Oui, bien sûr. Google impose un monde. Ce que fait le page rank ou la mesure d’autorité de Google,
c’est de créer un marché mondial des qualités. Il est, du coup, incroyablement écrasant. Il
ressemble beaucoup à toutes les dynamiques qui ont été étudiées par les économistes, Piketty et
les autres. C’est-à-dire que l’on entre dans des hiérarchies d’inégalités inédites où 0,5 % des
individus aspirent 90 % de la ressource, ce qui est un peu le cas des navigations sur les premières
pages de Google.

Les réseaux sociaux sont venus dire que la société reprenait en charge la hiérarchisation de
l’information, en organisant depuis son réseau affinitaire (Facebook, Twitter, Pinterest, etc.), en
disant « je vais voir ce que j’ai choisi de voir ».

Mais ne retrouve-t-on pas finalement cette méritocratie dans les réseaux sociaux ?

On y retrouve cette alliance entre la Silicon Valley et les individus. Ce qui est au cœur des calculs,
c’est de dire que l’on va redéfinir la société par le bas, depuis les individus. On a beaucoup
représenté la société par les catégories. L’histoire de l’Etat est inséparable de celle de la mesure par
l’Etat de sa population, qui la représente par des statistiques, des CSP et des catégories, ce qui
produit des conventions collectives et organise des marchés professionnels.
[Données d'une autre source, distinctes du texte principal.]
PR #129, opened 2025-02-04
Swan on tn generate url

rodrigo-sobral:
- New button in the form for gathering all the selected options and generating a URL that fills it automatically
- New extendable section for extra options (so far only includes File Path field)

[URL here](https://rhenriqu-k8s.cern.ch/hub/spawn?software_source=customenv&use-jupyterlab=true&cores=4&memory=10&clusters=hadoop-nxcals&builder=accpy%3A2023.06&repository=https%3A%2F%2Fgitlab.cern.ch%2Frhenriqu%2Fgitlab_req&file=requirements.txt)

image

### DIFF
--- a/SwanSpawner/swanspawner/templates/options_form_template.html
+++ b/SwanSpawner/swanspawner/templates/options_form_template.html
@@ -1,6 +1,12 @@
 <style> .nb{ font-weight:normal } </style>
 <style> .nbs{ font-weight:normal; font-size:small } </style>
 <style> .news{ font-weight:normal; background-color:yellow } </style>
+<style>
+#extra_options {
+    transition: transform 0.2s ease;
+    margin-right: 5px;
+}
+</style>
 <script type="text/javascript">
 <!--
 
@@ -91,10 +97,21 @@
     }
 
     /**
+     * Rotate the triangle icon when the file options are toggled
+     */
+    function toggle_extra_options(id) {
+        const triangle = document.getElementById(id);
+        if (triangle.style.transform === "rotate(90deg)") {
+            triangle.style.transform = "rotate(0deg)";
+        } else {
+            triangle.style.transform = "rotate(90deg)";
+        }
+        toggle_visibility('fileSection');
+    }
+    /**
      * Enable display of element if previously disabled, and disable if previously enabled
      */
-    function validate_repository_input() {
-        var repoInput = document.getElementById('repositoryOption');
+    function validate_repository_input(repoInput) {
         const repoPattern = /^https?:\/\/(?:github\.com|gitlab\.cern\.ch)\/([a-zA-Z0-9_-]+)\/([a-zA-Z0-9_-]+)(\/|\.git)?$/.test(repoInput.value);
         if (repoInput.value && !repoPattern) {
             repoInput.style.backgroundColor = '#ffcccc';
@@ -323,7 +340,7 @@
                 set_input(elem, value);
             }
             if (urlParams.get('file') !== null  && urlParams.get('file') !== '') {
-                toggle_visibility('file_config');
+                toggle_extra_options('extra_options');
             }
         } else if (software_source !== null) {
             build_error_message(`Invalid software source: ${software_source}`);
@@ -460,7 +477,7 @@
                     name="repository"
                     style="flex-grow: 1; margin-left: 0; border: 1px solid #afafaf;"
                     placeholder="e.g. https://gitlab.cern.ch/user/myrepo"
-                    oninput="validate_repository_input();"
+                    oninput="validate_repository_input(this);"
                 />
             </div>
         </div>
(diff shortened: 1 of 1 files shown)


SwanSpawner/swanspawner/templates/options_form_template.html
```diff
@@ -90,11 +153,64 @@
...
+        toggle_visibility('file_config');
+    }
+
+    /**
+     * Copy the current form configuration to the clipboard
+     */
+    function copyToClipboard() {
+        const selected_source = document.querySelector('input[name="software_source"]:checked').value;
+        let generatedURL = `${window.location.href.split('?')[0]}?software_source=${selected_source}&`;
+        const selected_fields = {
```
diocas, line 175: Do we need this list of elements? Can't we understand which fields to use by their shown state? (assuming that the "extra options" options don't get removed when collapsed).

SwanSpawner/swanspawner/templates/options_form_template.html
```diff
@@ -90,11 +153,64 @@
...
+        }
+        toggle_visibility('file_config');
+    }
+
+    /**
+     * Copy the current form configuration to the clipboard
+     */
+    function copyToClipboard() {
+        const selected_source = document.querySelector('input[name="software_source"]:checked').value;
+        let generatedURL = `${window.location.href.split('?')[0]}?software_source=${selected_source}&`;
```
diocas, line 174: I'm not a fan of building these strings manually. Please use `URL` and `URLSearchParams` to construct the url and query params, instead of concatenating strings...

diocas: You can even ask the LLMs gods:

```js
const url = new URL("https://example.com");

const params = new URLSearchParams();
params.append("name", "John Doe");
params.append("age", "25");
params.append("city", "New York");

url.search = params.toString();

console.log(url.toString());
```

SwanSpawner/swanspawner/templates/options_form_template.html
```diff
@@ -90,11 +153,64 @@
...
+                generatedURL += `${param}=${value}&`;
+            }
+        }
+        if (generatedURL.endsWith('&')) {
+            generatedURL = generatedURL.slice(0, -1);
+        }
+
+        navigator.clipboard.writeText(generatedURL).then(() => {
+            const tooltip = document.querySelector('.tooltip');
+            tooltip.textContent = 'Copied!';
```
diocas, line 200: Maybe let's put it a bit clearer, e.g. "URL copied". Because the previous tooltip says "generate", and now you say "copied".. Can be confusing.

SwanSpawner/swanspawner/templates/options_form_template.html
```diff
@@ -90,11 +153,64 @@
...
+
+            setTimeout(() => {
+                tooltip.textContent = 'Generate URL';
+            }, 3000);
+        }).catch(err => {
+            console.error('Failed to copy URL: ', err);
```
diocas, line 206: Should we also show a "failed" message?

SwanSpawner/swanspawner/templates/options_form_template.html
```diff
@@ -1,6 +1,47 @@
...
+    float: right;
+    position: relative;
+    cursor: pointer;
+    width: fit-content;
+    border: 1px solid #0053A1;
+    border-radius: 8px;
+    padding: 5px;
+    transition: transform 0.2s ease, border-color 0.2s ease;
+}
+.clipboard-button img {
```
diocas, line 15: Is this still needed?

SwanSpawner/swanspawner/templates/options_form_template.html
```diff
@@ -527,9 +632,11 @@ <h2>External computing resources</h2>
         <br>
     </div>
 
+    <!-- Toggle Extra Options Section -->
+    <h2 role="button" onclick="toggle_extra_options('extra_options');" style="display: flex; align-items: center; text-decoration: none;"><span id="extra_options">></span>Extra options</h2>
```
diocas, line 636: I'm not a fan of the arrow. I would recommend using an icon instead.

diocas (changes requested):
I know you (maybe more @etejedor) don't like to hear, but I think the form is getting a bit busy... xD We should consider a re-design at some point.

SwanSpawner/swanspawner/templates/options_form_template.html
rodrigo-sobral: I don't think so. If, for some reason, it doesn't work (i don't see it happening that often), the user actively does something to make it work like refreshing the page. Showing up and error message because of this is too much, a console log should be enough for the eventuality of debugging the issue.

etejedor: @diocas do you think in this kind of case it is enough for the error to be in the console? Or we should better tell the user in the UI too?

etejedor: After talking to @diocas , he thinks showing the error as the textContent of the popup would be better. Let's implement it that way.

rodrigo-sobral: Addressed!

SwanSpawner/swanspawner/templates/options_form_template.html
```diff
@@ -90,11 +149,63 @@
...
+        }
+        toggle_visibility('fileSection');
+    }
+
+    /**
+     * Copy the current form configuration to the clipboard
+     */
+    function copyToClipboard() {
+        const selected_source = document.querySelector('input[name="software_source"]:checked').value;
+        const generatedURL = new URL(`${window.location.href.split('?')[0]}?software_source=${selected_source}&`);
```
diocas, line 170: The url contains things that shouldn't

SwanSpawner/swanspawner/templates/options_form_template.html
```diff
@@ -90,11 +149,63 @@
             e.style.display = 'block';
     }
 
+    /**
+     * Rotate the triangle icon when the file options are toggled
+     */
+    function toggle_extra_options(id) {
+        const triangle = document.getElementById(id);
+        if (triangle.style.transform === "rotate(90deg)") {
```
diocas, line 157: You might be able to do it just with css, but I won't push for it.

diocas (changes requested):

etejedor (approved):

PR #130, opened 2025-02-11
Swan on tn preventions

rodrigo-sobral:
Hide breakline properly, in order to keep the space balanced between fields
After opening a new tab on top of a running session: spawn-pending -> dialog modal to allow the user to access the current session or shut it down
If the current session is lcg: forward the user directly to the JupyterLab
If it is a customenv: forward him to the extension page in order to get the creation progress of the environment

*\*before\**
image

*\*currently\**
image

### DIFF
--- a/SwanHub/swanhub/spawn_handler.py
+++ b/SwanHub/swanhub/spawn_handler.py
@@ -43,6 +43,34 @@ class SpawnHandler(JHSpawnHandler):
         configs = SpawnHandlersConfigs.instance()
         user = self.current_user
 
+        spawner = user.get_spawner(server_name)
+
+        if spawner.ready:
+            # User has a session running, redirect to the correct page,
+            # according to the user's choice and the current session
+            spawner_software_source = spawner.user_options.get(configs.software_source)
+            if spawner_software_source == configs.customenv_special_type:
+                next_url = url_path_join("user", user.escaped_name, "customenvs", server_name)
+            else:
+                next_url = url_path_join("user", user.escaped_name, "lab")
+
+            page = await self.render_template('spawn_conflict.html', for_user=user, spawner=spawner, next_url=next_url)
+            self.finish(page)
+            return
+            
+        elif spawner.pending:
+            # If the spawner is pending, show the pending page
+            auth_state = await user.get_auth_state()
+            page = await self.render_template(
+                'spawn_pending.html',
+                for_user=user,
+                spawner=spawner,
+                progress_url=url_concat(spawner._progress_url, {"_xsrf": self.xsrf_token.decode('ascii')}),
+                auth_state=auth_state,
+            )
+            self.finish(page)
+            return
+
         # FIXME with RBAC the admin property looks like it has changed,
         # but we're going to drop this code soon either way...
         if not user.admin and os.path.isfile(configs.maintenance_file):
--- a/SwanSpawner/swanspawner/templates/options_form_template.html
+++ b/SwanSpawner/swanspawner/templates/options_form_template.html
@@ -603,7 +603,7 @@
     </div>
 
     <!-- External computing resources -->
-    <div id="external_res_config" style="display: block;">
+    <div id="external_res_config">
         <h2>External computing resources</h2>
         
         <div id="clusterSection">
@@ -628,7 +628,7 @@
     </div>
 
     <!-- Extra Options -->
-    <div id="extra_options_config" style="display: block;">
+    <div id="extra_options_config">
         <!-- Toggle Extra Options Section -->
         <h2 role="button" onclick="toggle_extra_options('extra_options');" style="display: flex; align-items: center; text-decoration: none;"><span id="extra_options">‣</span>Extra options</h2>
 
--- a/SwanSpawner/swanspawner/templates/options_form_template.html
+++ b/SwanSpawner/swanspawner/templates/options_form_template.html
@@ -623,8 +623,8 @@
                 </div>
             </label>
             <select id="condorOptions" name="condor"></select>
+            <br>
         </div>
-        <br>
     </div>
 
     <!-- Extra Options -->
--- a/SwanHub/swanhub/templates/spawn_conflict.html
+++ b/SwanHub/swanhub/templates/spawn_conflict.html
@@ -1,0 +1,57 @@
+{% extends "page.html" %}
+
+{% block main %}
+<style>
+  .btn-secondary {color: white; background-color: #fc6404;}
+  .btn-secondary:hover {color: white; background-color: #e64a00;}
+</style>
+
+<div class="container">
+  <div class="row">
+    <div class="swan-info">
+      <div id="swan-loader">
+        <div class="loader-circle">
+          <img src="{{ static_url('swan/logos/' + swan_logo_filename) }}">
+        </div>
+        <div class="loader-line-mask" hidden>
+          <div class="loader-line"></div>
+        </div>
+        <span class="text">
+          <p class="extra">
+            A session with is running already. Do you want to stop it or go to it?
+          </p>
+          <div class="extra" id="swan-options">
+            <button type="button" class="btn btn-secondary">Stop session</button>
+            <button type="button" class="btn btn-primary">JupyterLab</button>
+          </div>
+        </span>
+      </div>
+    </div>
+    <br><br>
+  </div>
+</div>
+
+{% endblock %}
+
+{% block script %}
+{{ super() }}
+<script type="text/javascript">
+require(["jquery"], function ($) {
+  $("#refresh").click(function () {
+    window.location.reload();
+  });
+  setTimeout(function () {
+    window.location.reload();
+  }, 5000);
+
+  $('#swan-options .btn-secondary').on('click', function() {
+    window.location = '{{base_url}}home?changeconfig';
+  });
+
+  $('#swan-options .btn-primary').on('click', function() {
+    window.location = '{{base_url}}'.split('/')[0] + "{{ next_url }}";
+  });
+});
+
+</script>
+{% endblock %}


SwanHub/swanhub/spawn_handler.py
```diff
@@ -43,6 +43,28 @@ async def get(self, for_user=None, server_name=''):
         configs = SpawnHandlersConfigs.instance()
         user = self.current_user
 
+        spawner = user.get_spawner(server_name, replace_failed=True)
```
etejedor, line 46: What does the `replace_failed` argument do?

SwanHub/swanhub/spawn_handler.py
```diff
@@ -43,6 +43,28 @@ async def get(self, for_user=None, server_name=''):
...
+
+        if spawner.ready:
+            # Pop-up modal for the user to choose whether to stop the session or not
+            page = await self.render_template(
+                'spawn.html', for_user=user, spawner=spawner, popup_modal='True'
```
etejedor, line 51: @diocas do you understand why we pass this field `for_user` here? @rodrigo-sobral has copied it from another call of `render_template`, in particular this:

https://github.com/swan-cern/jupyterhub-extensions/blob/master/SwanHub/swanhub/spawn_handler.py#L178

The same goes for `spawner`.

SwanHub/swanhub/spawn_handler.py
```diff
@@ -43,6 +43,28 @@ async def get(self, for_user=None, server_name=''):
...
+            )
+            self.finish(page)
+            return
+        elif spawner.pending:
+            # If the spawner is pending, show the pending page
+            auth_state = await user.get_auth_state()
+            page = await self.render_template(
```
etejedor, line 58: @diocas what do you think of this call? We took this:

https://github.com/jupyterhub/jupyterhub/blob/main/jupyterhub/handlers/pages.py#L404-L412

as an example.

What happens here is that we first show the spawn_pending page, then when the session is ready the page is reloaded, which triggers the appearance of the dialog for the user to decide whether they want to stop the session or go to it.

SwanHub/swanhub/spawn_handler.py
rodrigo-sobral:
```python
def get_spawner(self, server_name="", replace_failed=False):
        """Get a spawner by name

        replace_failed governs whether a failed spawner should be replaced
        or returned (default: returned).

        .. versionadded:: 2.2
        """
        spawner = self.spawners[server_name]
        if replace_failed and spawner._failed:
            self.log.debug(f"Discarding failed spawner {spawner._log_name}")
            # remove failed spawner, create a new one
            self.spawners.pop(server_name)
            spawner = self.spawners[server_name]
        return spawner
```
I thought i wouldn't make much sense to use it in this context, but i kept it just in case.

SwanSpawner/swanspawner/templates/options_form_template.html
```diff
@@ -603,7 +603,7 @@ <h2>Session resources</h2>
     </div>
 
     <!-- External computing resources -->
-    <div id="external_res_config" style="display: block;">
```
etejedor, line 606: Why this change and the equivalent one below? This is not related to hiding the extra line?

etejedor:
>  These changes only impact effectively lcg sessions.

This is not correct, the changes affect any get request (lcg or custom envs).

SwanHub/swanhub/spawn_handler.py
etejedor: Any argument to a function we call needs to be understood.

With the current argument, if the spawn process has failed, the failed spawner is removed from the dictionary of spawners and immediately another one is created? I don't fully understand the code, since it accesses a key from a dictionary that was just removed from that dictionary.

In any case, we need to decide if in case of failure of the spawner we want the spawner to be returned as failed or a new spawner (I would say the first, and if the spawner has failed we check it in our code and we show the form).

@diocas @rodrigo-sobral opinions please.

rodrigo-sobral: I agree, that was my intial thought. Because if the session is going to be recreated from a GET request, on top of what configuration will the session be built? As you can see by the code I sent, the spawner has a property `spawner.failed` that we can use ourselves for also preventing these cases. And if we get it, we can kill it and show the form to the user

SwanSpawner/swanspawner/templates/options_form_template.html
rodrigo-sobral: The definition of that `display: block;` is redundant (can be removed with no impact)

etejedor: But then it is not part of the same commit, isn't it? It's just a removal of redundant code that is unrelated with getting rid of the extra space?

SwanHub/swanhub/spawn_handler.py
etejedor: I assume that if `spawner.failed` is true, the hub should be already be killing the session (@diocas ?). So perhaps in that case we don't have to add any extra code and just show the form again? Or we need to show stop.html?

SwanSpawner/swanspawner/templates/options_form_template.html
rodrigo-sobral: No, the others are necessary.

SwanHub/swanhub/spawn_handler.py
```diff
@@ -47,8 +47,14 @@ async def get(self, for_user=None, server_name=''):
 
         if spawner.ready:
             # Pop-up modal for the user to choose whether to stop the session or not
+            spawner_software_source = spawner.user_options.get(configs.software_source)
+
+            next_url = url_path_join("user", user.escaped_name, "lab")
+            if spawner_software_source == configs.customenv_special_type:
+                next_url = url_path_join("user", user.escaped_name, "customenvs", server_name)
```
etejedor, line 54: Can we have an if it's custom envs we send to customenvs else we send to lab? Instead of assigning twice when it's custom envs.

etejedor: Now that I see it, these changes should be fixed up to the first commit (swanhub: Add prevention against running sessions), no need to have an extra commit that fixes things in that commit.

SwanHub/swanhub/spawn_handler.py
diocas: Maybe it's worth to test. But we might just need to show the form again, as the other tab that was trying to start already received any error it needs, no?

SwanHub/swanhub/spawn_handler.py
```diff
@@ -43,6 +43,35 @@ async def get(self, for_user=None, server_name=''):
         configs = SpawnHandlersConfigs.instance()
         user = self.current_user
 
+        spawner = user.get_spawner(server_name, replace_failed=True)
+
+        if spawner.ready:
+            # Pop-up modal for the user to choose whether to stop the session or not
+            spawner_software_source = spawner.user_options.get(configs.software_source)
+
+            if spawner_software_source == configs.customenv_special_type:
```
diocas, line 52: Do we care if we should send to customenvs or lab? I suppose we cannot assume the other tab successfully entered the customenvs page and kickstarted the env, right? If we could, then we could send the user directly to lab (since he was already informed that the session is running).

SwanHub/swanhub/spawn_handler.py
```diff
@@ -43,6 +43,35 @@ async def get(self, for_user=None, server_name=''):
...
+                next_url = url_path_join("user", user.escaped_name, "customenvs", server_name)
+            else:
+                next_url = url_path_join("user", user.escaped_name, "lab")
+            
+            page = await self.render_template(
+                'spawn.html', for_user=user, spawner=spawner, popup_modal='True', next_url=next_url
```
diocas, line 58: I would split this from the spawn page. Or is there a reason?

For consistency, this page should not look like the spawn form but like any of the other pages with the SWAN logo and the text + buttons bellow.

SwanHub/swanhub/templates/spawn.html
```diff
@@ -22,6 +22,34 @@
...
+  <div class="modal-dialog modal-dialog-centered" role="document">
+    <div class="modal-content">
+      <div class="modal-header">
+        <h4 class="modal-title" id="exampleModalLongTitle">Warning</h4>
+        <button type="button" class="close" data-dismiss="modal" aria-label="Close">
+          <span aria-hidden="true">&times;</span>
+        </button>
+      </div>
+      <div class="modal-body">
+        A session is already running. Do you want to stop it or go to it?
```
diocas, line 42: I would tell the user what changed from the current running session to what the url is asking the user to set (if it's the same or close enough, the user could decide to keep the same session).
Then would just have two buttons "Stop and create new" "Go to session"?

SwanHub/swanhub/spawn_handler.py
```diff
@@ -43,6 +43,35 @@ async def get(self, for_user=None, server_name=''):
...
+            )
+            self.finish(page)
+            return
+        elif spawner.pending:
```
diocas, line 62: Can't we keep the parent class `get` behavior instead of having this else if? I see it might require the next url (does it?), but then maybe we could fix it by overloading `get_next_url` instead? It would be cleaner and maybe could be re-used inside the previous if.

SwanHub/swanhub/spawn_handler.py
diocas: Seems fine.

SwanHub/swanhub/spawn_handler.py
etejedor: Yes I agree, we just need to show the form again. So no addition to the current code. But I would not specify `replace_failed=True` if we are unsure of what it does. If it has failed, just get it as failed, and we will show the form.

SwanHub/swanhub/spawn_handler.py
etejedor: In the case of custom envs, we can't go to lab directly because the environment might be being created, and in that case, if we went to lab, we would land in a session that does not have the environment created already (so incomplete). That's why we need this distinction, which in the case of customenvs will allow us to connect multiple tabs to an underlying script execution process that is creating the environment.

SwanHub/swanhub/templates/spawn.html
etejedor: So you want to show a diff between the args of the current session and the args of this new get? I think we can make it simpler but just saying: you either want what you are asking for or what was already there. If you don't know what was already there, then just create a session with what you want.

SwanHub/swanhub/spawn_handler.py
diocas: Yes, I would split this into a different html, as I don't see the connection between the error and this page.

Yes, but as a modal pop-up and not the error screen that we show in any other situation. Not saying that the modal isn't nice, it's just inconsistent.

SwanHub/swanhub/spawn_handler.py
diocas: I'm suggesting removing the `elif spawner.pending:` because is already checked in the parent class. So, we would call it if none of our ifs in here matched.
The only thing it seems we differ from the upstream if if that we change a bit the next url redirection. But since this is obtained by calling the method `get_next_url` we could overload it and re-use it in other places?

SwanHub/swanhub/spawn_handler.py
etejedor: I'm ok with rendering a different html for the modal, perhaps you can finish the discussion in person @diocas and @rodrigo-sobral ?

SwanHub/swanhub/spawn_handler.py
etejedor: Ok, you mean that the spawn.pending case is already handled here?

https://github.com/jupyterhub/jupyterhub/blob/main/jupyterhub/handlers/pages.py#L396-L414

The problem is that the call to the superclass `get` is only done at the end of our `get`, and before that call we render the form if we have query arguments. We would need to see how we restructure the code. Also I don't know how the `get_next_url` overload would work.

This needs to be discussed in person @diocas and @rodrigo-sobral .

SwanHub/swanhub/templates/spawn.html
etejedor: We can discuss about it, yes. @rodrigo-sobral @diocas .

SwanHub/swanhub/spawn_handler.py
```diff
@@ -43,6 +43,47 @@ async def get(self, for_user=None, server_name=''):
...
+                next_url = url_path_join("user", user.escaped_name, "lab")
+
+            query_options = {}
+            for key, byte_list in self.request.query_arguments.items():
+                query_options[key] = [bs.decode('utf8') for bs in byte_list]
+            query_options = await maybe_future(spawner.run_options_from_form(query_options))
+
+            diff_session = False
+            for config, value in query_options.items():
+                if spawner.user_options.get(config) != value and config != configs.file:
```
etejedor, line 64: For simplicity, even if optimisation is right, we agreed to remove.

SwanHub/swanhub/spawn_handler.py
```diff
@@ -43,6 +43,47 @@ async def get(self, for_user=None, server_name=''):
...
+            for key, byte_list in self.request.query_arguments.items():
+                query_options[key] = [bs.decode('utf8') for bs in byte_list]
+            query_options = await maybe_future(spawner.run_options_from_form(query_options))
+
+            diff_session = False
+            for config, value in query_options.items():
+                if spawner.user_options.get(config) != value:
+                    diff_session = True
+
+            if diff_session is True:
```
etejedor, line 67: Comment:
```
# User requests a different configuration than the current session, ask them what do to
```

SwanHub/swanhub/spawn_handler.py
```diff
@@ -43,6 +43,47 @@ async def get(self, for_user=None, server_name=''):
...
+                page = await self.render_template('spawn_conflict.html', for_user=user, spawner=spawner, next_url=next_url)
+                self.finish(page)
+            else:
```
etejedor, line 70: Comment:
```
# Same different configuration as the current session, go to it
```

etejedor (approved):

PR #134, opened 2025-03-31
swanspawner: Fix and simplify form filling with url args

rodrigo-sobral:
- Certain software stacks have their own resources and platforms. So, `adjust_form()` needs to be called for the selected lcg
- Change input background color for invalid repos in url args
- Simplify error message for invalid software source in url args
- Simplification of `if` statements

### DIFF
--- a/SwanHub/swanhub/spawn_handler.py
+++ b/SwanHub/swanhub/spawn_handler.py
@@ -87,7 +87,12 @@ class SpawnHandler(JHSpawnHandler):
         # the software_source query argument to re-render the form and fill
         # it with the remaining query arguments.
         if configs.software_source in self.request.query_arguments:
-            form = await self._render_form_wrapper(user)
+            error_message = None
+            selected_software_source = self.request.query_arguments[configs.software_source][0].decode('utf8')
+            # Check if the selected software source is valid
+            if selected_software_source not in (configs.lcg_rel_field, configs.customenv_special_type):
+                error_message = f"Invalid software source: {selected_software_source}"
+            form = await self._render_form_wrapper(user, message=error_message)
             self.finish(form)
             return
 
--- a/SwanHub/swanhub/spawn_handler.py
+++ b/SwanHub/swanhub/spawn_handler.py
@@ -52,7 +52,11 @@ class SpawnHandler(JHSpawnHandler):
             if spawner_software_source == configs.customenv_special_type:
                 next_url = url_path_join("user", user.escaped_name, "customenvs", server_name)
             else:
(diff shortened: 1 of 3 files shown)


SwanSpawner/swanspawner/templates/options_form_template.html
```diff
@@ -412,6 +412,7 @@
             for (const [param, elem] of Object.entries(query_map.selectors)) {
                 const selected = urlParams.get(param) || get_default_option(elem);
                 set_input(elem, selected);
+                if (param === 'lcg') adjust_form();
```
etejedor, line 393: I would add a comment to explain why we need this double hit.
I would also include a case for the builder.

SwanSpawner/swanspawner/templates/options_form_template.html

Le big data et les nouveaux calculs viennent retirer tout ce fatras de catégories qui les représentent
mal. Les gens ne veulent pas être fidèles à leur journal, qui décide pour eux de leurs informations.
Ils veulent le faire d’eux-mêmes. On va donc recalculer par le bas. Et nous en sommes les premiers
complices, car nous n’avons pas envie d’appartenir à une catégorie. Nous sommes singuliers. C’est
ce que les réseaux sociaux sont en train de faire.

Je ne veux pas que Le Monde ait décidé pour moi de la hiérarchie de l’information. On va prendre
les singularités de l’individu pour qu’il circule parmi les informations du journal et prenne celles qui
rejoignent ses centres d’intérêt et ses goûts. L’individu, qui veut avoir du pouvoir dans cette affaire,
veut contrôler tout cela, être aux manettes. Même s’il sait que c’est une illusion.